Sichuan sika deer

Scientific classification
- Kingdom: Animalia
- Phylum: Chordata
- Class: Mammalia
- Infraclass: Placentalia
- Order: Artiodactyla
- Family: Cervidae
- Genus: Cervus
- Species: C. nippon
- Subspecies: C. n. sichuanicus
- Trinomial name: Cervus nippon sichuanicus Guo, Chen and Wang, 1978

= Sichuan sika deer =

Subspecies of deer

The Sichuan sika deer (Cervus nippon sichuanicus) is one of the many subspecies of sika deer. It was discovered in 1978 and was proven to be a distinct subspecies. It is found in the mountains of northern Sichuan and southern Gansu, which holds the largest population of Sika Deer in China. There are currently 500 individuals left in the wild, and the numbers appear to be stable.

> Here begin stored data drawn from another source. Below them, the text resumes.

PR #19, opened 2022-03-18
shaping: implement line wrapping

whereswaldon:
As promised, here's the line wrapping algorithm that currently powers Gio's usage of our typesetter. Please note that I'm not married to the names of symbols in this API, and that nothing is exported right now because I'm not entirely certain what we want to expose.

One detail that I want to call attention to is the `output` type. It wraps our `Output` with information about which runes of input correspond to the output. This information was critical for me to be able to correctly map sequences of glyphs to runes in Gio's text editor. I'm happy to change types around, but I want to preserve that somehow. Maybe the right way is simply to add the fields to the normal `Output` type.

I've tried to frame line wrapping as a simple yes/no decision problem in this implementation. The function `shouldKeepSegmentOnLine` is that decision. In English, the decision is "should I keep the segment from the current line segment to the given line-break candidate on this line? (given some space constraints)". The decision itself can be made much smarter (it doesn't even break on non-word boundaries right now), but it seems like it might be a good starting point.

The `lineWrap` function is the real entry point into all of the logic. It's not currently exported because I'm not sure it's the interface we want to export.

I should also note that this simple strategy does not handle the following:
- does not currently enforce mandatory UAX#14 breaks, though it has the information necessary to do so.
- does not check for harfbuzz unsafe to break markers on the glyph clusters adjacent to break candidates

It does, however:
- reject line break candidates that would break a harfbuzz cluster
- properly break RTL and LTR text

~As for the many lines of new `go.sum`, I'm [hoping we can do something about that](https://github.com/npillmayer/uax/issues/10).~ I've pushed an update that switches to a zero-dep implementation of UAX.

I welcome your thoughts as you have time to look at it!


benoitkugler:
I'm starting to dig deeper in this PR; thanks for this large work !
One of my first impression is that we should handle the case of wrapping a multi-`Output`. I've two use cases in mind : 

- A line of text with mixed (say) Latin and Arabic will be segmented in two `Input`s, yielding two `Output`s, but line wrapping needs both `Output`s, right ? 
Unless there is a way to call `lineWrap` on each `Output`, adjusting `maxWidth`, but it feels a bit clunky.
- Similarly, a RTL text embedded in a LTR will yield two (or more) `Output`s

What do you think ? We perhaps should use of a new type representing this new level of abstraction : `Output` is a single run in a line, it is linked to Harfbuzz requirements, and the new type, say `LineOutput`, would basically be a slice of `Output`s, representing a line of text (before line wrapping). Then `lineWrap` acts on `LineOutput`s rather than single `Output`s.
I've not thought of the complication in `lineWrap` though...

whereswaldon:
> What do you think ? We perhaps should use of a new type representing this new level of abstraction : `Output` is a single run in a line, it is linked to Harfbuzz requirements, and the new type, say `LineOutput`, would basically be a slice of `Output`s, representing a line of text (before line wrapping). Then `lineWrap` acts on `LineOutput`s rather than single `Output`s. I've not thought of the complication in `lineWrap` though...

Hi @benoitkugler , I totally agree that the desired final behavior is having the line wrapper accept `[]shaping.Output` and return `[]shaping.Output`. However, that's yet another hike in complexity. The approach that I've taken is to tackle the simpler (but still hard) case of wrapping a uniform run of text correctly (based on its direction), and then we can look to upgrade to wrapping multiple outputs. Would you be okay reviewing this with the lens that it is only attempting to implement that simpler case?

benoitkugler:
> Would you be okay reviewing this with the lens that it is only attempting to implement that simpler case?

Sure ! Not exporting the current symbols makes a lot of sense then. The current tests will also be very helpful when trying to upgrade to multi-output (because such a change should not change the results for one output.)

shaping/wrapping.go
```diff
@@ -0,0 +1,243 @@
...
+		end := b.breakAtRune
+	innerLoop:
+		for k := i + 1; k < len(breaks); k++ {
+			bb := breaks[k]
+			candidate, ok := shouldKeepSegmentOnLine(out, runeToGlyph, start, bb, maxWidth, good.Advance.Ceil(), maxWidth)
+			if ok {
+				// Use this new, longer segment.
+				good = candidate
+				end = bb.breakAtRune
+				i++
```
benoitkugler, line 219: Could you add a comment explaining why we go through ?

shaping/wrapping.go
```diff
@@ -0,0 +1,243 @@
...
+			} else {
+				break innerLoop
```
benoitkugler, line 221: Could you add a comment explaining why we break ?

shaping/wrapping.go
```diff
@@ -0,0 +1,243 @@
...
+	}
+
+	start := 0
+	runesProcessed := 0
+	for i := 0; i < len(breaks); i++ {
+		b := breaks[i]
+		// Always keep the first segment on a line.
+		good, _ := shouldKeepSegmentOnLine(out, runeToGlyph, start, b, maxWidth, 0, maxWidth)
+		end := b.breakAtRune
+	innerLoop:
```
benoitkugler, line 211: I think the label is not needed.

shaping/wrapping.go
```diff
@@ -0,0 +1,243 @@
...
+// inclusiveGlyphRange returns the inclusive range of runes and glyphs matching
+// the provided start and breakAfter rune positions.
+// runeToGlyph must be a valid mapping from the rune representation to the
+// glyph reprsentation produced by mapRunesToClusterIndices.
+// numGlyphs is the number of glyphs in the output representing the runes
+// under consideration.
+func inclusiveGlyphRange(start, breakAfter int, runeToGlyph []int, numGlyphs int) (glyphStart, glyphEnd int) {
+	rtl := runeToGlyph[len(runeToGlyph)-1] < runeToGlyph[0]
+	runeStart := start
+	runeEnd := breakAfter
```
benoitkugler, line 65: Are the new variables really needed ?

benoitkugler (changes requested):
I've finally took some time to review this PR, thank you again for this nice implementation.

I have to confess I have not grasped all the subtleties of the algorithm, but I don't see anything wrong.

I have proposed in #21 some surface refactoring to help understanding the logic (and also provides a solution to my review comments). Of course, feel free to ignore them if you have a strong opinion about it.

shaping/wrapping.go
whereswaldon: done!

shaping/wrapping.go
whereswaldon: done!

shaping/wrapping.go
whereswaldon: Agreed. The logic went through many iterations, and I suspect this is an artifact left behind.

shaping/wrapping.go
whereswaldon: Nope, these are another artifact of an older version of the code.

whereswaldon:
@benoitkugler Thanks a bunch for the review. I've adopted your requested changes, and I've also pushed some work I had locally that (I think) further simplifies things. The line break candidates are now generated iteratively as needed instead of up-front. This should allocate less memory and be a little easier to think about.

I also fixed a bug in the tests (there's a separate PR with just that fix available in #22 ) and updated the Go versions we use in CI to ones that support math.MaxInt (1.17+).

whereswaldon:
I think I'd really like to unify `output` and `Output`. The rune range seems (to me) to be a totally reasonable thing to include. Thoughts?

benoitkugler:
> I think I'd really like to unify `output` and `Output`. The rune range seems (to me) to be a totally reasonable thing to include. Thoughts?

Yes, good point, let's do it.

benoitkugler (approved):

whereswaldon:
> > I think I'd really like to unify `output` and `Output`. The rune range seems (to me) to be a totally reasonable thing to include. Thoughts?
> 
> Yes, good point, let's do it.

Done!

While we're at it... Maybe we should export the `shapedParagraph` type (call it just `Paragraph` or something?)? It seems like an okay starting point for a public API. I think it will definitely need to change, but it's usable as-is.

You just do:

```go
// assume we have input
var input shaping.Input
shapedOutput, err := shaping.Shape(input)
if err != nil {
    // handle
}
lines := shaping.NewParagraph(shapedOutput).LineWrap(width)
```

benoitkugler:
Exposing a Paragraph type seems okay to me.
I think it could later be the place to put options influencing line breaking like hyphenation.
As you said, it is definitely a good starting point.

By the way, have you already start to think about the multi input/output case ? Or do we stay on the single input case as you proposed earlier?

whereswaldon:
> Exposing a Paragraph type seems okay to me. I think it could later be the place to put options influencing line breaking like hyphenation. As you said, it is definitely a good starting point.

On second thought, I think we should call it a `Wrapper` or perhaps `LineWrapper` and surface a `WrapParagraph` method. I think those names match slightly better with what we already have. Later we could add a `WrapLine` to support the "I only want N lines" usecase that pango can't handle.

> By the way, have you already started to think about the multi input/output case ? Or do we remain focused on the single input case as you proposed earlier?

I've thought about it quite a bit, and I think I have a good idea how to go about it. However, it's a pretty involved change to a bit of code that took me nearly a month to get right, so it's not trivial. That's why [Gio is raising funds](https://opencollective.com/gioui/projects/font-fallback) to support the effort. The biggest/hardest change to support Gio gaining font fallback is updating the line wrapper to support multiple heterogeneous `shaping.Output`s as input.

whereswaldon:
I've pushed a minimal exported API like what we discussed, but I don't have strong opinions about the symbol names or structure.

benoitkugler:
@andydotxyz I share your concern about the dependency on `uax`.
I'm working on a drop in replacement, taking inspiration from its nice API but also from what I've learned studying Pango stack. 
I need to work on some edges cases, but I'm hoping to propose a PR soon (with more context of course)

benoitkugler:
@whereswaldon  indeed, the names are better, thanks !

whereswaldon:
@benoitkugler can you elaborate on your concerns with the UAX repo? It's license compatible, (now) zero new transitive dependencies, maintained (albeit by different people), very thoroughly tested, and optimized. We currently need only UAX#14 (line breaking), but we will need UAX#29 (grapheme cluster breaking) in order to properly break within words when we add that feature. I think the existing bidi segmentation algorithm in there may also be a good starting point for us when we try to support that, though I've been less focused on that case.

I'd rather see us improve using it as a starting point than redo all of the work. We can even move that repo into go-text. That being said, I don't yet know where your concerns are coming from. Perhaps you will change my mind. :D

As for the API and the lessons you learned from pango, I'd like to hear more. There are actually things I'd love to change about the UAX API.

go.mod
```diff
@@ -4,6 +4,6 @@ go 1.15
 
 require (
 	github.com/benoitkugler/textlayout v0.0.5
-	golang.org/x/image v0.0.0-20210607152325-775e3b0c77b9
-	golang.org/x/text v0.3.7 // indirect
+	github.com/gioui/uax v0.2.1-0.20220819135011-cda973fac06d
```
andydotxyz, line 7: It makes me nervous that a text project aiming to be toolkit agnostic would import repos from one of the toolkit accounts.
If it needs to be forked for better maintenance would this (`go-text`) not be the right place to do it?

whereswaldon: Gio forked and improved the code because Gio actively depends on it in our main branch. Since these changes were in limbo at the time, it wasn't clear to me that I should put it in go-text. That being said, I've already offered to move it to this org in the top level repo comments. There's nothing territorial here. It just made sense at the time to put it in Gio's org.

andydotxyz: Absolutely - I did not mean to imply it was territorial, just that it should be re-considered for the purpose of this PR.

whereswaldon: If we decide that the content of the dependency is okay, I'll move it into go-text before we merge this.

andydotxyz: I'd be interested to hear more from @benoitkugler - is their replacement a better alternative?

benoitkugler: I had a lot of free time last week, and I was able to work on the replacement implementation I was referring to.

To give more context and answer @whereswaldon question, I think we should use this over `github.com/gioui/uax` for two reasons : 

- The code in `uax` is very high level : the implementation strategy is very refined, but it makes the code quite complicated to understand. I'm not referring to the Unicode rules, some of them being inherently intricate, but rather to the general logic flow : you need to understand several concepts and structures (such as `NfaStateFn`, `Recognizer`, `UnicodePublisher`, `RuneSubscriber`, ...) to be able to understand the code. 
- The abstraction has a performance cost : even with the nice work on the `gioui` fork, both speed and memory allocations are significantly higher than a "simpler", more linear, approach

First precision : the performance argument is probably not very strong for now, but still I think that a low level, shared, text framework should aim at good performances.
Second precision : I actually didn't understand the logic in `uax`, which makes my first point a bit biased.. but I suspect I won't be the only one..

I have pushed two branches : 

- [segmenter](https://github.com/go-text/typesetting/tree/segmenter/segmenter) is a playground with both implementations available, so that you can easily run the benchmarks in the `segmenter` package, and check that my performance point is accurate
- [line-wrapping-segmenter](https://github.com/go-text/typesetting/tree/line-wrapping-segmenter/segmenter) uses  this new package as a replacement for `uax` with minimal changes (and tests passing).

The Unicode conformance tests for [Graphemes](https://www.unicode.org/Public/15.0.0/ucd/auxiliary/GraphemeBreakTest.txt) and [Line Breaks](https://www.unicode.org/Public/15.0.0/ucd/auxiliary/LineBreakTest.txt) are passing.

Regarding the license, I have borrowed the iterator pattern from `uax` and the concept of the break attributes from the Pango source code, but I've written the go code from the ground up, and thus the license should not be an issue here. 

I propose this package as an alternative, but I will let you decide what is best. 

(If using this new `segmenter` package sounds good to you, we should probably start by reviewing its code before  merging this PR.)

whereswaldon: I'm looking at your implementation now @benoitkugler and it's very impressive. I think there's little doubt that we should switch to it. I do think I'll have some questions/suggestions about the API though. I just need some more time to look and experiment.

benoitkugler: > I do think I'll have some questions/suggestions about the API though.

Sure thing, I'll be happy to include your suggestions !

whereswaldon:
This is obsoleted by #25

The conducted study by Zhao et al. (2014) reported that human disturbance contributed to the evolution of the Sichuan Sika Deer. Human activities such as roads and grazing increase the chances of these species losing their habitats. Zhao et al. (2014) had also stated that Sichuan Sika Deer preferred habitats with bushlands and forests, particularly because in these habitats, they had a better reproductive success and efficient use of their resources. Additionally, their territory selection is impacted by the proximity with water. Zhao et al (2014) had identified that these species prefer habitats no further than 550 mm from the nearest body of water. Finding a habitat from a certain distance to the nearest body of water ensures that these species have a high survival rate as they can find a good availability of food and remain hydrated.